I suppose this soap does what soap is meant to do: make water 'wetter'. In that way, Zest's Aqua scented soap is a success. It lathers instantly, and it works to wash away the dirt and the grime and the dried sweat and the dead skin and the less-talked-about areas plagued by accumulated, microscopic fecal matter.

Despite those beneficial qualities, there was something baneful about Zest's Aqua scent. With some anticipation, I cracked open that first stiff cardboard box from the pack of 8, and stepped into the shower. I slathered the frothy discharge from the pale green bar of soap over my body. My eyes started to feel irritated. But only slightly.

By the time I was out of the shower, I could smell the Zest Aqua wafting off my skin. A distressing cocktail of chemicals. A scent that threatens to dry and strip clean the velvety linings of your nasal passages when you breathe it in. A scent that throws your cells into disarray, and jostles loose your DNA supercoils.

I soon pinned down what exactly the soap smelled like by remembering an encounter with a friend.

I wouldn't have known, had I not recently been to my friend's tiny prison cell apartment just off of Wilshire and Western. He's a writer, too, and a musician. He'd just moved in, and found he had a cockroach infestation. The first day I came to visit, with a piping hot vegetarian lasagna freshly cooked and steaming in a flimsy aluminum tray, he whisked me inside. I carried my house-warming dish to his kitchen and set it on the counter top.

What is that smell? I asked. My eyes began to twitch. My vision wavered. My mouth curled into a snarl. I couldn't help it. I was under the influence of noxious chemicals wafting into the air.

My friend fidgeted a bit, but he's never been a shy person. "I've got roaches," he said, "and I just sprayed the bejesus out of the kitchen."

In 1991, a New York Times article claimed humans had made a real dent in the national roach population, I told him, because the available pesticides had become so effective. Now we're in 2013, so there should be a lot of hope in solving your situation.

He pointed to the counter top. I saw the glistening walls, just below the cupboards. I noticed the slick wet tiles on the counter. Then, in the corner, that striking black canister with the yellow letters and silhouette of the offending insect on its back, its squiggly legs poking upward.

He'd soaked the place with Raid's roach killer (shall I review that product, as well, and mention how it smells as fragrant as Zest's Aqua soap? Maybe that's a compliment for the Raid people -- they're in the business of 'cleaning up' too.)

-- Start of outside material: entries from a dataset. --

PR #7453, opened 2021-10-01
CUDA: Provide stream in async_done result

gmarkall:
It's awkward to await on a `Stream.async_done()` for the purpose of enqueuing something new onto the stream, because there is no way to tell which stream finished from the completed future - this forces the user to maintain a mapping between futures and streams.

This PR makes the result of the future be the stream on which operations completed, so that the user can obtain the stream from the completed future.

### DIFF
--- a/numba/cuda/cudadrv/driver.py
+++ b/numba/cuda/cudadrv/driver.py
@@ -1920,7 +1920,7 @@ class Stream(object):
     def async_done(self) -> asyncio.futures.Future:
         """
         Return an awaitable that resolves once all preceding stream operations
-        are complete.
+        are complete. The result of the awaitable is the current stream.
         """
         loop = asyncio.get_running_loop() if utils.PYVERSION >= (3, 7) \
             else asyncio.get_event_loop()
@@ -1930,7 +1930,7 @@ class Stream(object):
             if future.done():
                 return
             elif status == 0:
-                future.set_result(None)
+                future.set_result(self)
             else:
                 future.set_exception(Exception(f"Stream error {status}"))
 
--- a/numba/cuda/tests/cudadrv/test_streams.py
+++ b/numba/cuda/tests/cudadrv/test_streams.py
@@ -47,7 +47,8 @@ class TestCudaStream(CUDATestCase):
             h_src[:] = value_in
             d_ary = cuda.to_device(h_src, stream=stream)
             d_ary.copy_to_host(h_dst, stream=stream)
-            await stream.async_done()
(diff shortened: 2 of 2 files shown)


numba/cuda/cudadrv/driver.py
```diff
@@ -1930,7 +1930,7 @@ def resolver(future, status):
             if future.done():
                 return
             elif status == 0:
-                future.set_result(None)
+                future.set_result(self)
```
stuartarchibald, line 1933: Is there any chance that the API might need to return something more than just the stream in the future, if so should this return a container of some sort of which `stream` is a member?

numba/cuda/tests/cudadrv/test_streams.py
```diff
@@ -59,7 +60,18 @@ async def async_cuda_fn(value_in: float) -> float:
...
         stream = cuda.stream()
         done_aws = [stream.async_done() for _ in range(4)]
-        await asyncio.gather(*done_aws)
+        done = await asyncio.gather(*done_aws)
+        for d in done:
+            self.assertEqual(d, stream)
+
+    @with_asyncio_loop
+    async def test_multiple_async_done_multiple_streams(self):
+        streams = [ cuda.stream() for _ in range(4)]
```
stuartarchibald, line 69:
```suggestion
        streams = [cuda.stream() for _ in range(4)]
```

stuartarchibald (commented):
Thanks for the patch, couple of minor things to look at else looks good. This new capability will be useful for e.g. data streams with non-uniform workloads.

numba/cuda/cudadrv/driver.py
gmarkall: As discussed OOB, I think I'd prefer to keep the interface simple for now and just return the stream. If extra info is needed in future, it could be enabled by an optional default-`False` kwarg on the `async_done` method.

stuartarchibald: Thanks for recording this outcome.

stuartarchibald (approved):
Thanks for the patch!

stuartarchibald:
Buildfarm ID: `numba_smoketest_cuda_yaml_97`.

stuartarchibald:
> Buildfarm ID: `numba_smoketest_cuda_yaml_97`.

Passed.

MurrayData:
This is great, thank you @gmarkall, really useful for streams with non-uniform workloads, as @stuartarchibald said, such as the satellite data feeds I work with.

PR #7456, opened 2021-10-05
Fix invalid codegen for #7451.

### LINKED ISSUE #7451: Corruption on ppc64le/arm64 (potential codegen/LLVM opt bug)
## Reporting a bug

The test `numba.tests.test_np_functions.TestNPFunctions.test_take_along_axis` currently fails against e617b39a0b4b23d7b69d16f482fd66b4ac6cc307 (HEAD of current mainline) with `SIGSEGV` on `linux-ppc64le` and `linux-arm64`.

This is a somewhat minimised reproducer:
```python
from numba import njit, types, config
from numba.extending import register_jitable
import numpy as np

if config.DISABLE_JIT:
    def tuple_setitem(tup, idx, val):
        return tup[:idx] + (val,) + tup[idx+1:]
else:
    from numba.cpython.unsafe.tuple import tuple_setitem

@register_jitable
def _tal_impl(arr, indices, axis, indices_broadcast_shape):
    arr_shape = list(arr.shape) # comment just this and a ValueError is raised from the broadcast (ppc64le)
    print(indices_broadcast_shape) # comment just this and it "works" on ppc64le, ValueError in broadcast on arm64
    arr_broadcast_shape = tuple_setitem(indices_broadcast_shape, axis, arr.shape[axis])
    # Call these in either order, effect is the same, corruption
    np.broadcast_to(indices, indices_broadcast_shape)
    np.broadcast_to(arr, arr_broadcast_shape)

a = np.arange(24).reshape(3, 1, 4, 2)

@njit
def impl(a, i):
    return _tal_impl(a, i, -1, (3, 1, 4, 2))

ai = np.argsort(a, axis=-1)
impl(a, ai)
```
Failure table:
| `NUMBA_OPT` level|ARM64       |PPC64LE|
|----------------------------|-------------------|----------|
| 0 | ok | ok |
| 1 | `ValueError` from `np.broadcast_to` impl | ok |
| 2 | `SIGBUS` | `SIGSEGV` |
| 3 | `SIGBUS` | `SIGSEGV` |

Notes:
 * Running the script under `valgrind` on `ppc64le` with `NUMBA_OPT=3` leads to a `SIGBUS`.
 * Running the script under `valgrind` on `x86_64` with `NUMBA_OPT=3` has nothing suspicious.
 * Commenting out various lines in the script (as noted) triggers different behaviour.
 * Running the script with `NUMBA_DISABLE_JIT=1` has no errors.

I think this somewhat hints at corruption from an invalid optimisation.

stuartarchibald:
As title.

Fixes #7451

### DIFF
--- a/numba/np/arrayobj.py
+++ b/numba/np/arrayobj.py
@@ -5545,6 +5545,11 @@ def _take_along_axis_impl(
     # With addition of pre-broadcasting:
     # https://github.com/numpy/numpy/issues/19704
 
+    # Wrap axis, it's used in tuple_setitem so must be (axis >= 0) to ensure
+    # the GEP is in bounds.
+    if axis < 0:
+        axis = arr.ndim + axis
+
     # Broadcast the two arrays to matching shapes:
     arr_shape = list(arr.shape)
     arr_shape[axis] = 1
@@ -5620,7 +5625,7 @@ def arr_take_along_axis(arr, indices, axis):
         check_is_integer(axis, "axis")
         if not isinstance(axis, types.IntegerLiteral):
             raise ValueError(
-                "axis must be a literal value (i.e. not an argument) for now"
+                "axis must be a literal value (i.e. not an argument)"
             )
         axis = axis.literal_value
         if axis < 0:
--- a/numba/tests/test_np_functions.py
+++ b/numba/tests/test_np_functions.py
@@ -4461,14 +4461,19 @@ class TestNPFunctions(MemoryLeakMixin, TestCase):
         arr = np.ones((3, 4, 1))
         ai = np.ones((1, 2, 5), dtype=np.intp)
 
-        @njit
-        def check(a, i):
-            return np.take_along_axis(a, i, axis=1)
+        def gen(axis):
+            @njit
+            def impl(a, i):
+                return np.take_along_axis(a, i, axis)
+            return impl
 
-        expected = check.py_func(arr, ai)
-        actual = check(arr, ai)
-        self.assertPreciseEqual(expected, actual)
-        self.assertEqual(actual.shape, (3, 2, 5))
+        # Check same axis but expressed as positive/negative value
+        for i in (1, -2):
+            check = gen(i)
+            expected = check.py_func(arr, ai)
+            actual = check(arr, ai)
+            self.assertPreciseEqual(expected, actual)
+            self.assertEqual(actual.shape, (3, 2, 5))
 
     def test_take_along_axis_exceptions(self):
         arr2d = np.arange(8).reshape(2, 4)


stuartarchibald:
6562250 extends a current unit test to include prescribing a negative axis value to trigger the bug described here: https://github.com/numba/numba/issues/7451#issuecomment-933703118. This will manifest as not being able to broadcast.

stuartarchibald:
The addition of f3755f2 fixes the problem demonstrated in 6562250.

stuartarchibald:
Buildfarm ID: `numba_smoketest_cpu_yaml_50`.

gmarkall:
This fixes this particular issue, but should we instead change `tuple_setitem` so that it supports negative indexing? What if there are other latent instances of this issue in the codebase?

gmarkall:
> This fixes this particular issue, but should we instead change `tuple_setitem` so that it supports negative indexing? What if there are other latent instances of this issue in the codebase?

Or maybe "also", since I see why the change is needed to allow broadcasting here.

stuartarchibald:
> This fixes this particular issue, but should we instead change `tuple_setitem` so that it supports negative indexing? What if there are other latent instances of this issue in the codebase?

Thanks for checking the patch. Suggest talking about this at the public meeting today. The function is "unsafe" by design, I guess the question is how unsafe that should be.

stuartarchibald:
> Buildfarm ID: `numba_smoketest_cpu_yaml_50`.

Passed on f3755f2

gmarkall:
> The function is "unsafe" by design, I guess the question is how unsafe that should be.

I think at the moment it's a bit of a footgun, because a user would reasonably expect it to handle negative indexing (consistent with lots of other indexing use cases) but its documentation makes no mention of it not supporting negative indexing. If we decide not to support negative indexing, then I think it would be good to mention that it doesn't support negative indexing in the docs.

gmarkall (approved):
Looks good!

stuartarchibald:
> > The function is "unsafe" by design, I guess the question is how unsafe that should be.
> 
> I think at the moment it's a bit of a footgun, because a user would reasonably expect it to handle negative indexing (consistent with lots of other indexing use cases) but its documentation makes no mention of it not supporting negative indexing. If we decide not to support negative indexing, then I think it would be good to mention that it doesn't support negative indexing in the docs.

Agree, it either needs the checks or some big warning about what "in-bounds" means, i.e. not the Python version.

I think given the current PR backlog, as this fixes the immediate issue it should be merged in as it makes mainline stable again and permits merges of other PRs. However, I'll raise the question of "how safe is `numba.*.unsafe.*`?"  at the public meeting today. This also makes me wonder if there should be a "safe" mode where things like this are checked.

stuartarchibald:
> Looks good!

sklam:
I see all unsafe intrinsics as the same level of safety as inlineasm; thus, no safety checks at all. We can provide a "safe" version of it though but leave dev a choice to opt into the unsafe and faster one.

sklam (approved):
LGTM

PR #7459, opened 2021-10-05
Include compiler flags in symbol mangling

sklam:
TBD

### DIFF
--- a/numba/core/base.py
+++ b/numba/core/base.py
@@ -288,11 +288,11 @@ class BaseContext(object):
         Load target-specific registries.  Can be overridden by subclasses.
         """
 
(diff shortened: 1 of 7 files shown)


sklam:
With the last commit, gdb works again. It turns out [`$` is reserved in the itanium mangling](https://itanium-cxx-abi.github.io/cxx-abi/abi.html#mangling-general) and only works in private implementation. So, gdb is not able to parse it correctly.

stuartarchibald:
Should probably review and merge https://github.com/numba/numba/pull/7177 ahead of this.

sklam:
TODO: 

- [ ] add `__repr__` to parfor options and fastmath options

PR #7479, opened 2021-10-11
CUDA: Print format string and warn for > 32 print() args

gmarkall:
CUDA vprintf prints garbage for arguments past the 32nd (a similar limitation on `printf` is outlined in the CUDA C++ Programming Guide at https://docs.nvidia.com/cuda/cuda-c-programming-guide/index.html#limitations).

Days later I needed soap. I went to the local grocery store to get garlic, five Red Delicious apples, two small cartons of blackberries, Quaker Oats cereal with good fiber content, and a pound brown rice (I remember it all specifically because I have a problem forgetting trivial things, which is why I'm almost always at my wits' end).

I hadn't come thinking about Zest. It had been more than a decade since I'd used that brand. But fate is a funny thing. I chose the Zest family pack. Not that I possess a family. But eight bars of this Aqua fragrance soap seemed like one hell of a deal at the time. Now I'm stuck with so much of. And there's so much goddamned soap on the shelves from which to choose.

Like toilet paper. It just doesn't end. Americans think they live in the greatest nation on earth because there are entire aisles at the grocery store dedicated to soap, or diapers, or chips, or soda, or cereal. But most people don't realize it's an illusion. A farce. A trap. A mind game.

It's all the same shit on the shelves, really. Most of it is cheap and worthless, or without nutrition. Most of it is interchangeable. Much of it is made by the same companies.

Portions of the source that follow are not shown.